:: Work instruction ::
Would you repeat exactly the part of the listing below that runs from the line containing "later than expected.~~" down to the line containing "Edit: The above", inclusive, and nothing else?

:: Data shown ::

◇ ◇ ◇ ◇ ◇ ◇ ◇

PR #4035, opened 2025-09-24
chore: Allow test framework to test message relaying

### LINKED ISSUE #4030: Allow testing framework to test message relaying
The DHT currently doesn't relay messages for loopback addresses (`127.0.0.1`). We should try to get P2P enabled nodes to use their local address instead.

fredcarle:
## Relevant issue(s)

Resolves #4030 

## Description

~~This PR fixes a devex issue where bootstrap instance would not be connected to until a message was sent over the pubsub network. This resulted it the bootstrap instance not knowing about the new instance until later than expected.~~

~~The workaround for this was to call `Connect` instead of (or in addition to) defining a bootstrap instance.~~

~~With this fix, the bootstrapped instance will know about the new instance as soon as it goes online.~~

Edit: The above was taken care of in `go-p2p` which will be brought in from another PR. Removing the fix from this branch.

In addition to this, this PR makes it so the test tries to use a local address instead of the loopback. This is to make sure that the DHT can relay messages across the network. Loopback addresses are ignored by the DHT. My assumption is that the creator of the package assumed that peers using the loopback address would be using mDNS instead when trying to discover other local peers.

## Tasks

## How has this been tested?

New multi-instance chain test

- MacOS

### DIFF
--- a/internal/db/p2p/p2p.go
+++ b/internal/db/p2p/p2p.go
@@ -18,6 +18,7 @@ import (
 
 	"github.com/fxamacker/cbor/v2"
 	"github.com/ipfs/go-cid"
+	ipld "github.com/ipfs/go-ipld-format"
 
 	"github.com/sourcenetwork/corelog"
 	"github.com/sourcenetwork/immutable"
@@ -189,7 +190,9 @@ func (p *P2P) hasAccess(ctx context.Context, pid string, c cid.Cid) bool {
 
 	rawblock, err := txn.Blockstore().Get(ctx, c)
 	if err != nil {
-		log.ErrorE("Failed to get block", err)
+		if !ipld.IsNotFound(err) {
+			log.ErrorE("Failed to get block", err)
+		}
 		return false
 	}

◇ ◇ ◇ ◇ ◇ ◇ ◇

:: Output for this exercise ::
~~This PR fixes a devex issue where bootstrap instance would not be connected to until a message was sent over the pubsub network. This resulted it the bootstrap instance not knowing about the new instance until later than expected.~~

~~The workaround for this was to call `Connect` instead of (or in addition to) defining a bootstrap instance.~~

~~With this fix, the bootstrapped instance will know about the new instance as soon as it goes online.~~

Edit: The above was taken care of in `go-p2p` which will be brought in from another PR. Removing the fix from this branch.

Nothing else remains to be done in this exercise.